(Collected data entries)
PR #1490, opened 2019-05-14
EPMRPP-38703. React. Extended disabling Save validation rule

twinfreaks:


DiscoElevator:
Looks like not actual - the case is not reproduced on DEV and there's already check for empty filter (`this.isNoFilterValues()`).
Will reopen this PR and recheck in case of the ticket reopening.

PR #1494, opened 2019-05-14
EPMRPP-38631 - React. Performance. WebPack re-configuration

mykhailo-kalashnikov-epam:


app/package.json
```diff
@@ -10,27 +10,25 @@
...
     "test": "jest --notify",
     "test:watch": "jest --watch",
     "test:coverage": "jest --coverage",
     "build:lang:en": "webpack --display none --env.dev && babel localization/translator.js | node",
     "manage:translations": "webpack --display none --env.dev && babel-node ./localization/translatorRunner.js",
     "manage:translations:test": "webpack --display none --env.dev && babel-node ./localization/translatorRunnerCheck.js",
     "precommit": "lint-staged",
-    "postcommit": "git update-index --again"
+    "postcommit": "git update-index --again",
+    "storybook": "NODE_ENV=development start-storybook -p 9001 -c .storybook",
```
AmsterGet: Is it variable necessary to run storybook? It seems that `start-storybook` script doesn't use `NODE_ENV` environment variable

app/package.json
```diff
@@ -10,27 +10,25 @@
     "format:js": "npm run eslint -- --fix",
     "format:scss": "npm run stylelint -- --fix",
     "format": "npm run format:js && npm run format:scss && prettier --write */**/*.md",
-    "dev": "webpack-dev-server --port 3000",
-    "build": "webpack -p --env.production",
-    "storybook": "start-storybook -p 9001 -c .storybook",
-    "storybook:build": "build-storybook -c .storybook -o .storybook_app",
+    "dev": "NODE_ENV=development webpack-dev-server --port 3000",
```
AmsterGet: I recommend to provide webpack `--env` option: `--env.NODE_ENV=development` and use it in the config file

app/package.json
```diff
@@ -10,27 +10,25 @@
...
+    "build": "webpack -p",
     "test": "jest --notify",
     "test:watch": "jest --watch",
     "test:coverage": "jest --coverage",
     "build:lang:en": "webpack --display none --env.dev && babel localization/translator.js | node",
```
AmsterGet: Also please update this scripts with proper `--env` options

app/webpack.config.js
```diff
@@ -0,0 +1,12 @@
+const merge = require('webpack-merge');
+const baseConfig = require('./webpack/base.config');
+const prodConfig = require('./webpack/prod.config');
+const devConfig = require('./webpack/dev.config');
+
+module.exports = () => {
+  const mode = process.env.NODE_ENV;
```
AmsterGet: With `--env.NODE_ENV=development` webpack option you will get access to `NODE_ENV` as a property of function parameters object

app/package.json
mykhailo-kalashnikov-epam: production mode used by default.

==

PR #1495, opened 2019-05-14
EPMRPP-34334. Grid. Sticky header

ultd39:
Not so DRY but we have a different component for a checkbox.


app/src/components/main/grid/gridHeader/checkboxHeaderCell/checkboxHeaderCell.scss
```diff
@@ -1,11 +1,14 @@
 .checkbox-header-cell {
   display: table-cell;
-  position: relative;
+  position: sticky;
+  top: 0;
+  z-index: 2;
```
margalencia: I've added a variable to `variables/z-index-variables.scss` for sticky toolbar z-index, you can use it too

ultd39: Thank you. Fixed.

- [What is needed]: Among the entries above, how many lines hold the string "index"? Answer with the bare number.

- [Written reply]: 4